Con un ojo puesto en las Navidades y otro en el recién terminado Black Friday, anoche pensaba en esos juguetes que no pasan de moda.

Porque más allá del bombardeo que sufrimos padres y niños en la tele, las revistas y los centros comerciales desde el inicio del otoño, lo cierto es que hay juegos que de sobra sabemos que durarán apenas un par de tardes de juegos mientras que otros aguantarán el paso de los años, y en muchos casos el de varias generaciones de niños, y seguirán ofreciendo horas y horas de diversión.

¿Qué tienen en común esos juguetes atemporales?

En mi experiencia, cuanto más limitado está un juguete, menos dura. Esto aplica, por ejemplo, a los juguetes de series de televisión. Suelen ser el furor de las Navidades, pero están tan acotados a una temática concreta que en cuanto el niño juega unas cuantas horas se cansa porque no dan más de si. Suelen ser juguetes, además, que dejan de resultar interesantes en cuanto el niño crece o, simplemente, si dejan de gustarle esos personajes.

Esto explica, tal como yo lo veo, el enorme éxito que tienen las cajas en todas las casas con niños de todo el mundo, a menudo muy por encima de los juguetes que contenían. Una caja puede ser una casa, una cárcel, un centro de rescate de mascotas, una nave espacial, un puesto de fruta, un restaurante, un invernadero… Las posibilidades que tiene una caja son infinitas y directamente proporcionales al tamaño que tenga.

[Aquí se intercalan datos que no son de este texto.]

PR #2540, opened 2021-05-25
Update `babel-jest` example

nicolo-ribaudo:
Ref: https://github.com/facebook/jest/issues/11444

@SimenB Btw, `babel-jest` could add `export { createTransformer }` (other than the `default` export) to avoid the need of `.default` when used from CommonJS or native ESM.

### DIFF
--- a/docs/config-files.md
+++ b/docs/config-files.md
@@ -249,7 +249,7 @@ your Jest options via the [transform option](https://jestjs.io/docs/en/configura
 
 so all JS files will be processed with your version of `babel-jest` with the option enabled.
 
-> NOTE: When using `babel-jest` &le; 26, you must omit the `.default` part: `require("babel-jest").createTransformer({ ...`.
+> NOTE: When using `babel-jest` &le; 27, you must omit the `.default` part: `require("babel-jest").createTransformer({ ...`.
 
 #### Others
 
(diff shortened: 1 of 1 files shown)


SimenB:
You can also provide this in Jest's config, that might be better than using `createTransformer` directly?

```json
{
  "transform": [".*js", {"rootMode": "upward"}]
}
```

(don't copy this snippet without verifying, written from memory)

docs/config-files.md
```diff
@@ -249,6 +249,8 @@ your Jest options via the [transform option](https://jestjs.io/docs/en/configura
 
 so all JS files will be processed with your version of `babel-jest` with the option enabled.
 
+> NOTE: When using `babel-jest` &le; 27, you must omit the `.default` part: `require("babel-jest").createTransformer({ ...`.
```
nicolo-ribaudo, line 252:
```suggestion
> NOTE: When using `babel-jest` < 27, you must omit the `.default` part: `require("babel-jest").createTransformer({ ...`.
```

Probably this? `&le;` is `<=`.

existentialism: Howabout `&lt;`?

existentialism (approved):

docs/config-files.md
nicolo-ribaudo:
```suggestion
> NOTE: When using `babel-jest` &lt; 27, you must omit the `.default` part: `require("babel-jest").createTransformer({ ...`.
```

PR #2545, opened 2021-06-07
docs: add `noIncompleteNsImportDetection` assumption

fedeci:
Add docs for changes in babel/babel#13290

### DIFF
--- a/docs/assumptions.md
+++ b/docs/assumptions.md
@@ -185,6 +185,21 @@ let name = user?.name;
 
 </div>
 
+## `noIncompleteNsImportDetection`
+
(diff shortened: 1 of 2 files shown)


JLHwung (approved):
We should also add it to REPL after #2539 is merged.

existentialism (approved):

JLHwung (commented):
Can you also add an assumption section (can refer to here) in https://babeljs.io/docs/en/babel-plugin-transform-modules-commonjs ? So the `assumption` gets more visibility when people are reading plugin docs.

PR #2548, opened 2021-06-22
add manual github sponsors

hzoo:
Can do this until we figure out the github api to get sponsors data like for OC (it comes through OC as "github" vs individualized which makes sense)


website/siteConfig.js
```diff
@@ -67,6 +66,7 @@ const sponsors = [
         total: sponsor.totalDonations,
       };
     }),
+  ...sponsorsManual,
```
hzoo, line 69: Need to override since duplicate entries (in this case coinbase previous donated on OC earlier/stopped and it's different)

PR #2555, opened 2021-07-14
docs: add attachComment

JLHwung:
Docs PR of https://github.com/babel/babel/pull/13229

### DIFF
--- a/docs/parser.md
+++ b/docs/parser.md
@@ -33,6 +33,7 @@ mind. When in doubt, use `.parse()`.
   <summary>History</summary>
 | Version | Changes |
 | --- | --- |
+| `v7.15.0` | Added `attachComment` |
 | `v7.7.0` | Added `errorRecovery` |
 | `v7.5.0` | Added `allowUndeclaredExports` |
 | `v7.2.0` | Added `createParenthesizedExpressions` |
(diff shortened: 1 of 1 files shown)


docs/parser.md
```diff
@@ -64,6 +65,8 @@ mind. When in doubt, use `.parse()`.
   to set this option to `true` to prevent the parser from prematurely
   complaining about undeclared exports that will be added later.
 
+- **attachComment**: By default, Babel attaches comments to adjacent AST nodes. When this option is set to `false`, comments are not attached. It can provide up to 30% performance improvement when the input code has _many_ comments. You probably don't need to set this option, `@babel/eslint-parser` will set it for you. It is not recommended to use `attachComment: false` with Babel transform, as it removes all the comments in output code, and renders annotations such as `/* istanbul ignore next */` nonfunctional.
```
hzoo, line 68: > You probably don't need to set this option, `@babel/eslint-parser` will set it for you.

Maybe can just say `@babel/eslint-parser` will set it for you if it's used for linting? I guess we could mention we may add an option for specifying it https://github.com/babel/babel/pull/13229#issuecomment-829422588 too if we wanted

hzoo (approved):

docs/parser.md
JLHwung: > babel/babel#13229 (comment)

I think that falls perfectly to the roadmap section. I am afraid add not-yet-implemented ideas to this section may confuse our users.

PR #2560, opened 2021-08-04
Fix GraphQL query in the download-sponsors script

nicolo-ribaudo:
This was a breaking change in the GraphQL API that caused our website builds to fail - https://github.com/opencollective/opencollective-api/pull/6178


nicolo-ribaudo:
CI green!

Desconozco si habrá estudios sobre el tema, pero por nuestra experiencia en estos años, también creo que los juguetes que más duran en el tiempo son aquellos que favorecen el desarrollo de los más peques a lo largo de varias etapas. No estoy hablando de la obsesión que tenemos ahora por los juguetes educativos, ya que en el fondo todos los son, incluso una pelota, pero sí de juguetes que aportan algo más, que obligan al niño a pensar, a imaginar, a moverse, a interactuar.

 

5 ejemplos de juguetes de vida infinita

Si buscáis ideas, comparto con vosotros 5 juguetes de vida infinita, que en casa nos han dado horas y horas de juego y han resistido a todas las modas posibles:

La pizarra mágica

No sé qué tendrá este juego, porque hay que reconocer que la precisión del dibujo es mala, pero es un juguete que nos acompaña desde hace años y siempre tenemos a mano.

El tractor a pedales

Si tenéis pueblo o zona amplia donde utilizarlo, os garantizo que habrá cola para montarse en el tractor a pedales. Una versión más sofisticada del clásico triciclo para niños que permite ser constructor, granjero, agricultor, explorador de Marte o cualquier otra cosa que se les pase por la imaginación.

Los bloques de construcción

Incluso las piezas grandes con las que comenzamos de bebés aún siguen dando horas y horas de diversión, por no hablar de las ya-no-tan-recién-estrenadas Playmags de las que os hablé hace un tiempo, unas piezas imantadas que me gustan hasta para mi.

La plastilina

Otro ejemplo muy sencillo, muy muy básico, de un juguete que lleva enamorando a los niños desde que se inventara a finales del s. XIX.

¿Hay algo que no se pueda crear con plastilina?

Los instrumentos musicales

La tortura de los padres (¡y vecinos!) pero todo un éxito desde que los niños son capaces de sostener un sonajero en la mano. Dale un instrumento a un niño y te montará un concierto en un pis pas.

 

¿Os pasa los mismo? ¿Hay juguetes que en vuestra casa resisten el paso del tiempo y nunca pasan de moda?